Requirement:
Copy out every line of the data that has the word "REUSE" somewhere in it.
-- Extracted entries follows --
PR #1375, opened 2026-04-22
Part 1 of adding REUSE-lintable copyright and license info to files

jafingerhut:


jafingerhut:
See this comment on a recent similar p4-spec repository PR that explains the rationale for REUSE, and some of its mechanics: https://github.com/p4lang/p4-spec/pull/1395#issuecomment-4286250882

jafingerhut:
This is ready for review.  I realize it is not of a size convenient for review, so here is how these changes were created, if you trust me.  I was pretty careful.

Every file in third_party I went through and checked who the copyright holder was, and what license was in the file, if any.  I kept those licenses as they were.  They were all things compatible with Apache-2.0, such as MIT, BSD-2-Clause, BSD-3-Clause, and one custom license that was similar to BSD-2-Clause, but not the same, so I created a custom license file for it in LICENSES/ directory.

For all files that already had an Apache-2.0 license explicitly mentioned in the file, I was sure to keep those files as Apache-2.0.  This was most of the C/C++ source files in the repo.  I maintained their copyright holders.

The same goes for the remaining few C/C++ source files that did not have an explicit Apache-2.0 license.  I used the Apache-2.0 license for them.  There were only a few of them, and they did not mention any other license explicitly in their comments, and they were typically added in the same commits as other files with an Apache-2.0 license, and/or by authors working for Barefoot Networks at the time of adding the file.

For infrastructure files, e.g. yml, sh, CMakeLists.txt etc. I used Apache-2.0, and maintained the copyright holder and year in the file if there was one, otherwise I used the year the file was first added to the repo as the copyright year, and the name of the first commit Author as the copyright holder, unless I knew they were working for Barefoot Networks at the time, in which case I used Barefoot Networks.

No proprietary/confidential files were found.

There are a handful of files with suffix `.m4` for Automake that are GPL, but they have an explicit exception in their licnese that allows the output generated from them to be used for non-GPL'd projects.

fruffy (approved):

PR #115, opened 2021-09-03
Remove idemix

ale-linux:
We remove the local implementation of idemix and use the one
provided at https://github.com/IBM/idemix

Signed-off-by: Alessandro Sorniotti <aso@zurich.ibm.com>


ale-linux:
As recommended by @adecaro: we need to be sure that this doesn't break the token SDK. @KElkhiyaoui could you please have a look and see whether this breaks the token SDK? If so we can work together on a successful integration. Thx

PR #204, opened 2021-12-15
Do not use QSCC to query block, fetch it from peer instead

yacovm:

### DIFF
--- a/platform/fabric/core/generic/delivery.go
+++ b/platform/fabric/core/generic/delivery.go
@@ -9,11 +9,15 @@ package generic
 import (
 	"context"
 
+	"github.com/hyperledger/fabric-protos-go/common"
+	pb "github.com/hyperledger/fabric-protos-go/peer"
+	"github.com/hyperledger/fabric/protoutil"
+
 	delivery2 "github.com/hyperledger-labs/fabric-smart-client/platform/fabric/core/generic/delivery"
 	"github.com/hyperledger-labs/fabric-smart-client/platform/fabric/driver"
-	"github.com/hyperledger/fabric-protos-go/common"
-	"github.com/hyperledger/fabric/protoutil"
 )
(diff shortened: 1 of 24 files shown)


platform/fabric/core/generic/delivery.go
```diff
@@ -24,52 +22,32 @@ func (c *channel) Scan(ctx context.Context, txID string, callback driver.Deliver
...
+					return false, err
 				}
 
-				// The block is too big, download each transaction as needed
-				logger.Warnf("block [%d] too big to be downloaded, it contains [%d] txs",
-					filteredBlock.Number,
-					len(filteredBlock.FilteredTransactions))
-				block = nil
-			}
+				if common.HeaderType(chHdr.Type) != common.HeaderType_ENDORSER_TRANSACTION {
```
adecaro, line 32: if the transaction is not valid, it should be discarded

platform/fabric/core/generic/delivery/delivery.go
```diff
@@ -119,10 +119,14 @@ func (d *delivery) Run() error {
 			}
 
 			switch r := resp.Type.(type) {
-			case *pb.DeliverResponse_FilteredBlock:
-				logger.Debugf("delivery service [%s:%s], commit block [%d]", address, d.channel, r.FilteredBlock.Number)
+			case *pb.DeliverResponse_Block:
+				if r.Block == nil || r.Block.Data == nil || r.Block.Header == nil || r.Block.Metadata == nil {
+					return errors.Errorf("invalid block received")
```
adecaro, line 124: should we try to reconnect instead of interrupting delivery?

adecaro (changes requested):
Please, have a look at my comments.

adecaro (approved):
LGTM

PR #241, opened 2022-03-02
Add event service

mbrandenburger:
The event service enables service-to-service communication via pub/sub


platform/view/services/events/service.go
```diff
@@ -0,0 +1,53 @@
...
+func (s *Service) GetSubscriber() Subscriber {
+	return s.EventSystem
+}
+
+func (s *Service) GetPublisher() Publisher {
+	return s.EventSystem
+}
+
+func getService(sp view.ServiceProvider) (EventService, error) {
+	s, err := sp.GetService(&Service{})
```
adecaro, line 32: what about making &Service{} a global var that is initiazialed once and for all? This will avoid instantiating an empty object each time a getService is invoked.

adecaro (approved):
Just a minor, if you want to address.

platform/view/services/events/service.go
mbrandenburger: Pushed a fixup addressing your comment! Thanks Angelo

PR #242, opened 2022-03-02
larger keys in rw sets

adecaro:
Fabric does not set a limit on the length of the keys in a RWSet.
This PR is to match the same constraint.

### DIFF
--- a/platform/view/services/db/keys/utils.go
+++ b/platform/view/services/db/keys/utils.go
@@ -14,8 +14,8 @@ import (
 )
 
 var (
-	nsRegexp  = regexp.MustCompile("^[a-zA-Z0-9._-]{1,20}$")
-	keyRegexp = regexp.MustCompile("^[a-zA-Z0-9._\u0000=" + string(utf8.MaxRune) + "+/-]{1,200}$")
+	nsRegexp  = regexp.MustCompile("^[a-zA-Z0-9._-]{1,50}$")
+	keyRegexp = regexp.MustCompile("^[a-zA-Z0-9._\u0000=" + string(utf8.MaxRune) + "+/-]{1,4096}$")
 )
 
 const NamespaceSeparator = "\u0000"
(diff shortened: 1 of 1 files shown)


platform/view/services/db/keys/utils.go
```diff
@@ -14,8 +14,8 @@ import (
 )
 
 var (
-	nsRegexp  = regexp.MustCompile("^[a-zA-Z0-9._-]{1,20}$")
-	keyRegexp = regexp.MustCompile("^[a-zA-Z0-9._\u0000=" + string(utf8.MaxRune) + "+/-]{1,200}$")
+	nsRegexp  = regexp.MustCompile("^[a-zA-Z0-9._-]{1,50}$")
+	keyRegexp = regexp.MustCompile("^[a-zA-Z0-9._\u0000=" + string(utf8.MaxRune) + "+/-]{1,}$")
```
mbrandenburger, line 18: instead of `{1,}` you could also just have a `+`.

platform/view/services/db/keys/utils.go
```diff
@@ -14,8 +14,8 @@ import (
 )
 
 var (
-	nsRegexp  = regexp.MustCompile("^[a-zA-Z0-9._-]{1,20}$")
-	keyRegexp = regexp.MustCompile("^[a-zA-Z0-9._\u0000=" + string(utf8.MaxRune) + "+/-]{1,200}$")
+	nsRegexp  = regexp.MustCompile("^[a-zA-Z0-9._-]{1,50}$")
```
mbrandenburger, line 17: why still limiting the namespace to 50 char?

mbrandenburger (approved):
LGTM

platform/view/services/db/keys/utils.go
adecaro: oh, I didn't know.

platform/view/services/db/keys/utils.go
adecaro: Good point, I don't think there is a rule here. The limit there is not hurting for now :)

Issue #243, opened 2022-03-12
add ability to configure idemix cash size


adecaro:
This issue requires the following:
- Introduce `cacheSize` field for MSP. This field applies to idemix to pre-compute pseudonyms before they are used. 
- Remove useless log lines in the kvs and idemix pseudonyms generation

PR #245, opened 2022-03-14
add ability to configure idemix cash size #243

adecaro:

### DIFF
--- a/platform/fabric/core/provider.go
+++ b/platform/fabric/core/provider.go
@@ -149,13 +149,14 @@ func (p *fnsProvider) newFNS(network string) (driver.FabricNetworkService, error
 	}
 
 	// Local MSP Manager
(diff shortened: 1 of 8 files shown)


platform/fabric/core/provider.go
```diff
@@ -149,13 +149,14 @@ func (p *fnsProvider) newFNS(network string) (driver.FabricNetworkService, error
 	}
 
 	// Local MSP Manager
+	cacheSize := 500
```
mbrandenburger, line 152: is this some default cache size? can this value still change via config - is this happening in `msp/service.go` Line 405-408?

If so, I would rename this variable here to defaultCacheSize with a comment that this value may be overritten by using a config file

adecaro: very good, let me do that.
-- Extracted entries concluded --
-- Extracted entries follows --
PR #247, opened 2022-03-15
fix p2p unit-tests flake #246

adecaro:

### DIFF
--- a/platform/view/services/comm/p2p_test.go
-- Extracted entries concluded --
-- Extracted entries follows --
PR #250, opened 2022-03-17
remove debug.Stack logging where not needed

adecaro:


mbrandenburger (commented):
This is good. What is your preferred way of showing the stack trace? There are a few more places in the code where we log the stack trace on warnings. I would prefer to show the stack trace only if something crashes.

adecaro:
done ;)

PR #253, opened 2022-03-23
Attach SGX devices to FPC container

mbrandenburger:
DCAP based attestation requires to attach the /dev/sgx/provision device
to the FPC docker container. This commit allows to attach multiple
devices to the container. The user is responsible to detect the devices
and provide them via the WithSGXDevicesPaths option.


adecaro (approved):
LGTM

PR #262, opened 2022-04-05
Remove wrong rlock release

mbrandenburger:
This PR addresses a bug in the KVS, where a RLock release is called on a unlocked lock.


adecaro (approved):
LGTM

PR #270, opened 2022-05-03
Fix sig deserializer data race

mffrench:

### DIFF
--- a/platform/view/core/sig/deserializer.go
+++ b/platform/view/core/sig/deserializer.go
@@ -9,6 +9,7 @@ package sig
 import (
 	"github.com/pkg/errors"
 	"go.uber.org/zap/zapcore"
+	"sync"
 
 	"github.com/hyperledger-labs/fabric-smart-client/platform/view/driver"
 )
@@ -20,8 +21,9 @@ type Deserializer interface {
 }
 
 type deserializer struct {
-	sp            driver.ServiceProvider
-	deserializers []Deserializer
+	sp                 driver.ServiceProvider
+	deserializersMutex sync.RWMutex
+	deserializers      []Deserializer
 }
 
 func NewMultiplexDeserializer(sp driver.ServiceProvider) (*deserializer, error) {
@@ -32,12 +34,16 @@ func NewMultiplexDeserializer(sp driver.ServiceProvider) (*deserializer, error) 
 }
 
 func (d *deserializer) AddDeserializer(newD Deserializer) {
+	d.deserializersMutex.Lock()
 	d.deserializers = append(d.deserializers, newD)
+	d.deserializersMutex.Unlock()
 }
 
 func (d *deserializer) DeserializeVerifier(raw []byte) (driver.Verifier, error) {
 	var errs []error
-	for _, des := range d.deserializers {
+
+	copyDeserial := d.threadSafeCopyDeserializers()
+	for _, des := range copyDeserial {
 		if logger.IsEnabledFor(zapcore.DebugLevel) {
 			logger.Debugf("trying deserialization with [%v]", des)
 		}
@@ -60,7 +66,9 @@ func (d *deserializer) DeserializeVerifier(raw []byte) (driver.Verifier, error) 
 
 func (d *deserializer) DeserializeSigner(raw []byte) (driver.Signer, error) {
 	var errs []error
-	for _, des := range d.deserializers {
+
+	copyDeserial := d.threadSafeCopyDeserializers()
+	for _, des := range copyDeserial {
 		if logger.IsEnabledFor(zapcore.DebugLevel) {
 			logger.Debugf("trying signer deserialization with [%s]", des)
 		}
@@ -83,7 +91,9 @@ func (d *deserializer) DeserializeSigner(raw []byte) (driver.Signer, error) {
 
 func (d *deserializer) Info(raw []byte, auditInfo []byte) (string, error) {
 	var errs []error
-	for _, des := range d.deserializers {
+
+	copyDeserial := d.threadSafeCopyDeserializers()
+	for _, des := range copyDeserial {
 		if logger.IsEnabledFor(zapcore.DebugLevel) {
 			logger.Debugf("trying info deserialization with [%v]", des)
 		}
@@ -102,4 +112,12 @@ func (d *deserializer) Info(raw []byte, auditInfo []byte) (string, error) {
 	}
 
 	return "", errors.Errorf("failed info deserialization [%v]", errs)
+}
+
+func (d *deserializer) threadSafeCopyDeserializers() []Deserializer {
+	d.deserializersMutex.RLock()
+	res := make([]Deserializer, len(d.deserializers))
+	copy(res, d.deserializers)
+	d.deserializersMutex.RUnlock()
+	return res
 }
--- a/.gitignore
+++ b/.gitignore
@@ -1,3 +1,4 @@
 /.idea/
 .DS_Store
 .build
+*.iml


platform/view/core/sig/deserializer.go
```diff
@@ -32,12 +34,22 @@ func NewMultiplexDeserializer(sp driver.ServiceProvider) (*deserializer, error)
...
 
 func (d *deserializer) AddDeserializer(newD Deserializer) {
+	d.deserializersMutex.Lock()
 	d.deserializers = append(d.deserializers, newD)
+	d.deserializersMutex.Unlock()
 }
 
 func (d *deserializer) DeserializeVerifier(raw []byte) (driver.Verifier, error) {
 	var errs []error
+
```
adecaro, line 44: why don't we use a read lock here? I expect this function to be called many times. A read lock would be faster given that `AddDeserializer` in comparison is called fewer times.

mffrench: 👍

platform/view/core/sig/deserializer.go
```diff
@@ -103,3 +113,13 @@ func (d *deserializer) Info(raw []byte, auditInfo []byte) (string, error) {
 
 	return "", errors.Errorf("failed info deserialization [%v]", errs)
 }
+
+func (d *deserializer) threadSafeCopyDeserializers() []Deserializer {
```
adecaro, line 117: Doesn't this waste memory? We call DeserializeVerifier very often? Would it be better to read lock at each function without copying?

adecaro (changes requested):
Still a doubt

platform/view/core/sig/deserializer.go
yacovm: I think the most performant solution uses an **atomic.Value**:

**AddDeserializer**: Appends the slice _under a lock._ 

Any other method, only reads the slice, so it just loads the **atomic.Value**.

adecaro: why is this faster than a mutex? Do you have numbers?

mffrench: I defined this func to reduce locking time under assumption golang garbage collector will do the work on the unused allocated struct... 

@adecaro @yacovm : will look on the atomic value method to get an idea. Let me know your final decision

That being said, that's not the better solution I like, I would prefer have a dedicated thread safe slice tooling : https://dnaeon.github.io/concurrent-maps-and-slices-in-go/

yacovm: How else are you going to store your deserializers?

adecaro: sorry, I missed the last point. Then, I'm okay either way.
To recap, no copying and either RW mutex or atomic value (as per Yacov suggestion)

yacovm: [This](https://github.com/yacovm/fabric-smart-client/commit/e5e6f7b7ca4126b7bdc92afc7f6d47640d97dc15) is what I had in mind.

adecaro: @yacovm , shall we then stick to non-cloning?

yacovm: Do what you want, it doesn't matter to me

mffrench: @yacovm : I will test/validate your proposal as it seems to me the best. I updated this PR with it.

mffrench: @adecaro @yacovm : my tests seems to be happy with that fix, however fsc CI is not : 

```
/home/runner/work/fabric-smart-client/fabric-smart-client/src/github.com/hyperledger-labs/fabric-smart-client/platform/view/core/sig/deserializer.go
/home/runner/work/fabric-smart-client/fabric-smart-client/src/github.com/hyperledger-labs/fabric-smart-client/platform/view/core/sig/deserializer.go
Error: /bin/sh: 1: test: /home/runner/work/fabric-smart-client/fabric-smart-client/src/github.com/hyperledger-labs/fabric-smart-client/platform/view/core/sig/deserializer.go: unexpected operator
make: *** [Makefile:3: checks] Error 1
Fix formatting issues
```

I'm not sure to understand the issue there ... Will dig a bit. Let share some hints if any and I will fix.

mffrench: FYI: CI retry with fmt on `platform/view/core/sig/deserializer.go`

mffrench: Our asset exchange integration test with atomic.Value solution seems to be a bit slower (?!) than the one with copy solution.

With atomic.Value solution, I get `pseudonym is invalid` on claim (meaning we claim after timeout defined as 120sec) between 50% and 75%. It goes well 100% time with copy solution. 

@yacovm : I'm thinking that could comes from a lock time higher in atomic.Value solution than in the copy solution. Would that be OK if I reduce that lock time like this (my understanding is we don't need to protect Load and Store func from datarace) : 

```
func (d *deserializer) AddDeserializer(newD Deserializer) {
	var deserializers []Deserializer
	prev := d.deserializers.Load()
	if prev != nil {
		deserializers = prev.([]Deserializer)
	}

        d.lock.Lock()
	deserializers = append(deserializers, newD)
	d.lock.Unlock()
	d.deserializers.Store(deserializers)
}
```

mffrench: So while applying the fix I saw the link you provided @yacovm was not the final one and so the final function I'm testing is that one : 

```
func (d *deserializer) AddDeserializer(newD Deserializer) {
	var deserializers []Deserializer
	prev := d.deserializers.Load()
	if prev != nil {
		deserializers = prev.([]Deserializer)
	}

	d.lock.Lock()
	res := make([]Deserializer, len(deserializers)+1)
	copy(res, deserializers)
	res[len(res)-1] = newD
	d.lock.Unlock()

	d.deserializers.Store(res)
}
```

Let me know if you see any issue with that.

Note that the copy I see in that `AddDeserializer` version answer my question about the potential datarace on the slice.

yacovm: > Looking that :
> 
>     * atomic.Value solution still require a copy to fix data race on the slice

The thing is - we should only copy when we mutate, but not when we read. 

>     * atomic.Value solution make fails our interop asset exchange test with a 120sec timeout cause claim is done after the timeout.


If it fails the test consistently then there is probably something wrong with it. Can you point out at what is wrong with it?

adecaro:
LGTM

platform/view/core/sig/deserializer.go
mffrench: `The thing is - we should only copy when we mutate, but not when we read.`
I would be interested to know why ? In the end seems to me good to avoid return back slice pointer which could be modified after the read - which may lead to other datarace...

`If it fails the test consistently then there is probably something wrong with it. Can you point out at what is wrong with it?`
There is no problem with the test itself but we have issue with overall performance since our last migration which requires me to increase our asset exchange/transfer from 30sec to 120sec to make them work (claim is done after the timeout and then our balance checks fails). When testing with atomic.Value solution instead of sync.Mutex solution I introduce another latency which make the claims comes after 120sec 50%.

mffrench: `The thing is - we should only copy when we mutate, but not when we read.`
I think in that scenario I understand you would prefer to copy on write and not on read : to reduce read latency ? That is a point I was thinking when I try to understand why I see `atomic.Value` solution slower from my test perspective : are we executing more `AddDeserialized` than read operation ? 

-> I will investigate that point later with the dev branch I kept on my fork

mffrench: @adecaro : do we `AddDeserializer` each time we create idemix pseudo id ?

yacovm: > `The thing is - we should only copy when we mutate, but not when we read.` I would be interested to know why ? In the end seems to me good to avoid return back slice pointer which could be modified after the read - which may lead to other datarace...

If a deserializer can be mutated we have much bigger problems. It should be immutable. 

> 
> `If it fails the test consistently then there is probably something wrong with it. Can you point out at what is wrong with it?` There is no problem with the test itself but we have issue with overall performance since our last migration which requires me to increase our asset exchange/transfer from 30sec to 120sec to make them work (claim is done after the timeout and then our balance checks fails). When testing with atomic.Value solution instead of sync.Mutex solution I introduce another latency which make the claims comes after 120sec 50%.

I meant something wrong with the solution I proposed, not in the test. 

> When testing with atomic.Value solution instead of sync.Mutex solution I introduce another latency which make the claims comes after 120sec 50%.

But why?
-- Extracted entries concluded --
Exercise answer:
Part 1 of adding REUSE-lintable copyright and license info to files
See this comment on a recent similar p4-spec repository PR that explains the rationale for REUSE, and some of its mechanics: https://github.com/p4lang/p4-spec/pull/1395#issuecomment-4286250882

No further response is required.